Saved data entries:
PR #1108, opened 2026-08-11
DEV: Use Debian's Redis package instead of building our own

lightbulbjim:
Trixie contains Redis 8 so we upgrade at the same time.


fitzy101 (approved):
Does the Debian-provided `redis` package build with TLS enabled?

lightbulbjim:
TLS support is included but not enabled by default, same as our self-built version.

PR #1110, opened 2026-08-11
FIX: Ensure Redis log directory is created

lightbulbjim:
/var/log/redis needs to exist for certain tests in discourse/discourse to succeed. We were piggybacking off the Postgres install which discards the contents of /var/log via a tmpfs.


nattsw (approved):
I must be blind but I don't see where the directory is gettin gcreated

lightbulbjim:
The `--mount=type=tmpfs,target=/var/log` meant /var/log was mounted as a ramdisk and discarded after the command finished.

It would have been written like that because we don't care about Postgres cruft in /var/log.

PR #1116, opened 2026-08-19
PERF: Reduce compressed base image size by ~68MB (~5%)

davidtaylorhq:
- ~19MB - Mount tmpfs when installing nginx. Matches other apt steps in the docker file

- Same for postgres/redis, so that the 19MB doesn't move to their layer

- ~6MB - Mount tmpfs over /root/.cache when installing pups. `gem fetch` downloads the whole RubyGems spec index

- ~43MB - Set `install_extension_in_lib: false` in gemrc. By default RubyGems stores every compiled gem extension twice: once in extensions/ and again in the gem's own lib/. The extensions/ copy is the one that is actually used. This is planned to become the RubyGems 4 default: https://github.com/ruby/rubygems/issues/8921

- Pass `--package-import-method hardlink` to pnpm install. This does not change the size of our CI builds, which already hardlink. But it stops pnpm using reflinks on supported filesystems (btrfs, XFS, OrbStack). If reflinks are used, they are lost during the packaging process, so we silently double the cost of node_modules.

### DIFF
--- a/image/base/Dockerfile
+++ b/image/base/Dockerfile
@@ -128,7 +128,10 @@ RUN sed -i "s/^# $LANG/$LANG/" /etc/locale.gen &&\
     locale-gen
 
 # nginx
-RUN apt update &&\
+RUN --mount=type=tmpfs,target=/var/log \
+    --mount=type=tmpfs,target=/var/cache/apt \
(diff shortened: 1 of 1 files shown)


ZogStriP (approved):
🗜️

What is required: Word for word, restate the lines above from the line containing "FIX: Ensure Redis log directory is created" through the line containing "- Same for postgres/redis, so", with both included and nothing else.

Result of the task:
FIX: Ensure Redis log directory is created

lightbulbjim:
/var/log/redis needs to exist for certain tests in discourse/discourse to succeed. We were piggybacking off the Postgres install which discards the contents of /var/log via a tmpfs.


nattsw (approved):
I must be blind but I don't see where the directory is gettin gcreated

lightbulbjim:
The `--mount=type=tmpfs,target=/var/log` meant /var/log was mounted as a ramdisk and discarded after the command finished.

It would have been written like that because we don't care about Postgres cruft in /var/log.

PR #1116, opened 2026-08-19
PERF: Reduce compressed base image size by ~68MB (~5%)

davidtaylorhq:
- ~19MB - Mount tmpfs when installing nginx. Matches other apt steps in the docker file

- Same for postgres/redis, so that the 19MB doesn't move to their layer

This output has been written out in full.